Episode 9 also shows a problem that can happen when a procedural depends too heavily on pattern. Colette’s history is bleak, and the use of voices from the dead gives the hour a grim atmosphere. Still, the episode’s strongest idea is not Colette herself. It is the show’s ongoing willingness to bring in guest killers who can play against type and stretch the tone of the series.
That approach can work when the killer brings novelty. Here, the episode has less of that energy. Colette’s need to replace her father’s voice and her search for new victims give the story shape, but the emotional engine is not as sharp as the setup promises. The result is a chapter that feels steady rather than transformative.
| Thread | Current Effect | Forward Risk |
|---|---|---|
| Colette Akins case | Provides the episode’s dark procedural spine | May feel repetitive if the motivation stays thin |
| Shane and Lazarus | Deepens the season-long arc | Could lose credibility if the secrecy drags on |
| Team trust | Hassani now has key information | Pressure rises if Bex remains out of the loop |
What Happens When the Season’s Pace Splits in Two?
The current state of play suggests a season moving on two tracks.
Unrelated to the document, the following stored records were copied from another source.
PR #1318, opened 2023-07-14
remove _UploadDatasetMixin

MalteEbner:
## Description

- remove the `_UploadDatasetMixin`, which is deprecated
- remove the corresponding tests
- I did not remove anything in the `MockedApiWorkflowClient`, because the functions there might be used by other methods. In the first draft I tried, but that led to tests succeeding on my machine and failing in CI.
Removing the `MockedApiWorkflowClient` is a separate issue in my eyes.


guarin:
Unit tests failed because of an unrelated codecov 502 error. Will merge.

One track is the killer-of-the-week structure, which still delivers mood and a procedural backbone. The other is the deeper story around Shane, Lazarus, and what the team knows or does not know. Episode 9 shows that these tracks do not always move at the same speed.
That split creates three possible paths. Best case: the Colette Akins material serves as a bridge into a more forceful season-wide payoff, and the secrecy around Shane and Lazarus lands with real consequence. Most likely: the show continues to alternate between solid single-episode crime stories and incremental reveals. Most challenging: the larger mystery keeps stalling, while the procedural pattern starts to feel interchangeable.
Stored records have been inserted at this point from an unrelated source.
PR #1322, opened 2023-07-15
Moving positional embedding functions from ijepa to utils

Natyren:
Move positional embedding functions from ijepa to utils


lightly/models/utils.py
```diff
@@ -596,3 +597,72 @@ def repeat_interleave_batch(x, B, repeat):
         dim=0,
     )
     return x
+
+
+def _get_2d_sincos_pos_embed(embed_dim, grid_size, cls_token=False):
```
guarin, line 602:
```suggestion
def get_2d_sincos_pos_embed(embed_dim: int, grid_size: int, cls_token: bool = False) -> NDArray[np.float_]:
```

We use `_function_name` for private functions (only used in the same file) and `function_name` for public functions that can be used in different files. Could you make all the functions public?

I also added type hints, could you add them to the other functions as well?

lightly/models/utils.py
```diff
@@ -596,3 +597,72 @@ def repeat_interleave_batch(x, B, repeat):
...
+    """
+    Made 2d sincos positial embeddings. Code inspired by [0].
+
+    - [0]: https://github.com/facebookresearch/ijepa
+    grid_size: int of the grid height and width
+    return:
+    pos_embed: [grid_size*grid_size, embed_dim] or [1+grid_size*grid_size, embed_dim] (w/ or w/o cls_token)
```
guarin, line 609:
```suggestion
    Returns 2D sin-cos embeddings. Code from [0].

    - [0]: https://github.com/facebookresearch/ijepa
    
    Args:
        embed_dim:
            Embedding dimension.
        grid_size:
            Grid height and width. Should usually be set to sqrt(sequence length).
        cls_token:
            If True, a positional embedding for the class token is prepended to the returned
            embeddings.
    
    Returns:
        Positional embeddings array with size (grid_size * grid_size, embed_dim) if cls_token is False. 
        If cls_token is True, a (1 + grid_size * grid_size, embed_dim) array is returned.
```

guarin: Could you adapt the other comments as well?

Natyren: @guarin Hi! I will do it, thanks for review

Natyren: @guarin please take a look.

guarin (approved):
LGTM! Thanks for the PR!

I formatted the files and cleaned up git history. You can run formatting with `make format`, see our contribution guide: https://github.com/lightly-ai/lightly/blob/master/CONTRIBUTING.md

Regarding git history, could you next time make a PR from a clean branch based on lightly/master? The we don't get all the additional commits in the history. Thanks!

Natyren:
@guarin Thank you.  Next time I'll do it like according to contribution guide.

What Wins, What Loses as the Stakes Shift?
For viewers who want atmosphere and crime-story structure, the episode still delivers. For those looking for a stronger emotional or narrative surprise, it leaves more to be desired. The guest performance from Piper Perabo gives the hour energy, but the writing around Colette Akins does not fully transcend the setup.
The biggest winners are the season’s long-term tension points: Shane, Lazarus, and the question of who knows what. The biggest losers are novelty and speed. When the show leans too hard on the idea that the killer’s motivation is simply external voices, it risks flattening the character. When it slows the macro plot too much, it risks making the season feel standard.
What readers should understand is simple: The Hunting Party is not breaking from its structure yet, but it is revealing where its future depends most on trust, timing, and payoff. If the next episodes sharpen the Shane-Lazarus thread and bring the team’s hidden knowledge into the open, this stretch could matter more than it first appears. If not, the season may remain competent without becoming essential. For now, hunting party is a story about pattern under pressure, and that pressure is only increasing.